Accuracy of logistic regression classifier on test set: 0.79

Confusion matrix

from sklearn.metrics import confusion_matrix

confusion_matrix = confusion_matrix(y_test, y_pred)

print(confusion_matrix)

[[ 85 32] [ 17 100]]

This result sugests that 85+100 are correct predictions and 17+32 are incorrect predictions.

print(classification_report(y_test, y_pred))

To quote from Scikit Learn:

The precision is the ratio tp / (tp + fp) where tp is the number of true positives and fp the number of false positives. The precision is intuitively the ability of the classifier to not label a sample as positive if it is negative. Therefore, 80% of prediction were correct.

The recall is the ratio tp / (tp + fn) where tp is the number of true positives and fn the number of false negatives. The recall is intuitively the ability of the classifier to find all the positive samples. Thus, 79% of the investable rating were correctly identified.

The F-beta score can be interpreted as a weighted harmonic mean of the precision and recall, where an F-beta score reaches its best value at 1 and worst score at 0. Therefore, 79% of the positive prediction were correct.

The F-beta score weights the recall more than the precision by a factor of beta. beta = 1.0 means recall and precision are equally important.

The support is the number of occurrences of each class in y_test.

ROC

The ROC curve is another common tool used for this type of models.
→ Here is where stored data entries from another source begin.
PR #19037, opened 2021-04-20
lb_target_group - Remove unknown attribute for health checks in the documentation

Ninir:
There is no `protocol_version` attribute in the health check configuration, which is confirmed by checking the schema as per https://github.com/hashicorp/terraform-provider-aws/blob/main/aws/resource_aws_lb_target_group.go#L56.

This was added back in https://github.com/hashicorp/terraform-provider-aws/pull/17731.


ewbankkit (approved):
LGTM 🚀.

PR #19237, opened 2021-05-05
Extends semgrep rule to include `resource.RetryContext()`

gdavison:
Extends the existing semgrep check that ensures `resource.Retry()` calls to the API are given one last try if the retry times out to include `resource.RetryContext()`

N/A


ewbankkit (approved):
LGTM 🚀.

```console
% semgrep -f .semgrep.yml
running 22 rules...
100%|█████████████████████████████████████████████████████████████████████████████████████████████████████████████████████████████████████████████████████████████████████████████████████████████|22/22
ran 22 rules on 2481 files: 0 findings
```

PR #19271, opened 2021-05-07
Clarify key policy vs IAM policy

glerb:
Key policies are not the same as IAM policies. A key policy is technically required for each KMS key. There is no `aws_key_policy_document` data source, but the `aws_iam_policy_document` data source will work. KMS keys that are created programmatically are given a [default policy](https://docs.aws.amazon.com/kms/latest/developerguide/key-policies.html#key-policy-default) that allows the `:root` of an account full access to the key, which allows IAM policies to be applied to the key.

### Community Note

Relates OR Closes #0000

N/A


breathingdust:
LGTM 🚀  Thanks @glerb!

PR #19276, opened 2021-05-07
Stop re-enabling termination protection during delete of aws_instance

### LINKED ISSUE #19275: Unable to delete aws_instance if disable_api_termination was true
### Community Note

### Terraform CLI and Terraform AWS Provider Version

Terraform: v0.14.8
Provider: v3.38.0

### Affected Resource(s)

* aws_instance

Please include all Terraform configurations required to reproduce the bug. Bug reports without a functional reproduction may be closed without investigation.

```hcl
  disable_api_termination = true
  # ...
}
```

### Expected Behavior

If I manually enable api termination on instance previously managed by terraform that had `disable_api_termination` set to true, and then apply a change to destroy that instance, the instance should be destroyed, and terraform should not re-enable termination protection as part of the apply.

### Actual Behavior

Apply deletion of an aws_instance always modifies the attribute to match what is in the resource config 

### Steps to Reproduce

1. `terraform apply`

### Cause

I'm pretty sure this was introduced in  commit 0a116d70949241082 with this change:

```
-	// false = enable api termination
-	// true = disable api termination (protected)
-	if !d.Get("disable_api_termination").(bool) {
-		_, err := conn.ModifyInstanceAttribute(&ec2.ModifyInstanceAttributeInput{
-			InstanceId: aws.String(d.Id()),
-			DisableApiTermination: &ec2.AttributeBooleanValue{
-				Value: aws.Bool(d.Get("disable_api_termination").(bool)),
-			},
-		})
+	err := resourceAwsInstanceDisableAPITermination(conn, d.Id(), d.Get("disable_api_termination").(bool))
 
-		if err != nil {
-			log.Printf("[WARN] attempting to terminate EC2 instance (%s) despite error enabling API termination: %s", d.Id(), err)
-		}
+	if err != nil {
+		log.Printf("[WARN] attempting to terminate EC2 instance (%s) despite error enabling API termination: %s", d.Id(), err)
 	}
```
note that it now unconditionally modifies the disable_api_termination attribute, instead of only changing it if disable_api_termination is false.

## Discussion
Would it be better to just always set the attribute to false before terminating? Rather than depending on the disable_api_termination setting. (or maybe the intention here was that if disable_api_termination was true in the config, then it should be changed to false when the instance is destroyed?)

tmccombs:
Closes #19275

This just restores the previous behavior. Another option would be to
just always modify the attribute to false so that deleting works even if
`disable_api_termination` is true.

### Community Note

### DIFF
--- a/internal/service/ec2/instance.go
+++ b/internal/service/ec2/instance.go
@@ -1726,13 +1726,15 @@ func resourceInstanceUpdate(d *schema.ResourceData, meta interface{}) error {
 func resourceInstanceDelete(d *schema.ResourceData, meta interface{}) error {
 	conn := meta.(*conns.AWSClient).EC2Conn
 
-	err := resourceInstanceDisableAPITermination(conn, d.Id(), d.Get("disable_api_termination").(bool))
+	if !d.Get("disable_api_termination").(bool) {
+		err := resourceInstanceDisableAPITermination(conn, d.Id(), false)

The dotted line represents the ROC curve of a purely random classifier; a good classifier stays as far away from that line as possible (toward the top-left corner).

Conclusion

Ebit margin, net profit margin, ROI, Free CF per share, current ratio, Long term Debt/Capital, Operating margin and asset turnover are all significant and determinants for the probability of having an investable rating.

Ebit margin, net profit margin, ROI and Free CF per share increses the probability of having an investable rating.

Current ratio, Long term Debt/Capital, Operating margin and asset turnover lower the probability of having an investable rating.

79% of the investable ratings were correct by the model.